BOOK THE SECOND: BIRDS OF A FEATHER
Chapter 16: An Anniversary Occasion (continued)

"I'll tell you a story
Of Jack a Manory,
And now my story's begun;
I'll tell you another
Of Jack and his brother,
And now my story is done."

--Get on, and get it over!'

Eugene says this with a sound of vexation in his voice, leaning back in his chair and looking balefully at Lady Tippins, who nods to him as her dear Bear, and playfully insinuates that she (a self- evident proposition) is Beauty, and he Beast.

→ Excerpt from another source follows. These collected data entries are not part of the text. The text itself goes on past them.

PR #1465, opened 2021-12-22
Prevent exception on broadcast channel failure

Chocobozzz:
When cookies are disabled, `new BrodacastChannel()` throws an exception

### DIFF
--- a/src/live-query/enable-broadcast.ts
+++ b/src/live-query/enable-broadcast.ts
@@ -5,25 +5,9 @@ import {
 } from '../globals/global-events';
 import { propagateLocally, propagatingLocally } from './propagate-locally';
 
-if (typeof BroadcastChannel !== 'undefined') {
-  const bc = new BroadcastChannel(STORAGE_MUTATED_DOM_EVENT_NAME);
+const broadcastChannelSuccess = createBroadcastChannel()
 
-  //
-  // Propagate local changes to remote tabs, windows and workers via BroadcastChannel
-  //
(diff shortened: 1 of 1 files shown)


dfahlander:
Question 1: The fallback to use localStorage when BroadcastChannel throws, will it actually work when cookies are disabled? I could assume that also localStorage would throw or at least not work in that scenario?

Question 2: I don't understand the if clause:

```ts
if (!broadcastChannelSuccess || typeof self !== 'undefined' && typeof navigator !== 'undefined') { ... }
```
Seems that we'd always go for the fallback solution as long as self isn't undefined. Seems as a logical error. The idea is to use the fallback when broadCastChannel fails. Here it's combined with an or statement that is true in both windows and workers making the fallback solution being run in all cases but node.

Chocobozzz:
> Question 1: The fallback to use localStorage when BroadcastChannel throws, will it actually work when cookies are disabled? I could assume that also localStorage would throw or at least not work in that scenario?

Yes I think it won't work

> The idea is to use the fallback when broadCastChannel fails

Then we should use an `&&`?

```js
if (!broadcastChannelSuccess && typeof self !== 'undefined' && typeof navigator !== 'undefined') { ... }

```

dfahlander:
I don't feel comfortable with this. If BroadcastChannel isn't working when cookies are disabled, changes are that neither IndexedDB or localstorage works either. Taking care of this scenario needs a new issue where the situation is described, the expected and actual behaviors should also be described as well as which browsers it has been tested with and how to disable cookies in those browsers (how to reproduce).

'The reference,' proceeds Mortimer, 'which I suppose to be made by my honourable and fair enslaver opposite, is to the following circumstance. Very lately, the young woman, Lizzie Hexam, daughter of the late Jesse Hexam, otherwise Gaffer, who will be remembered to have found the body of the man from somewhere, mysteriously received, she knew not from whom, an explicit retraction of the charges made against her father, by another water-side character of the name of Riderhood. Nobody believed them, because little Rogue Riderhood--I am tempted into the paraphrase by remembering the charming wolf who would have rendered society a great service if he had devoured Mr Riderhood's father and mother in their infancy--had previously played fast and loose with the said charges, and, in fact, abandoned them. However, the retraction I have mentioned found its way into Lizzie Hexam's hands, with a general flavour on it of having been favoured by some anonymous messenger in a dark cloak and slouched hat, and was by her forwarded, in her father's vindication, to Mr Boffin, my client. You will excuse the phraseology of the shop, but as I never had another client, and in all likelihood never shall have, I am rather proud of him as a natural curiosity probably unique.'

Although as easy as usual on the surface, Lightwood is not quite as easy as usual below it. With an air of not minding Eugene at all, he feels that the subject is not altogether a safe one in that connexion.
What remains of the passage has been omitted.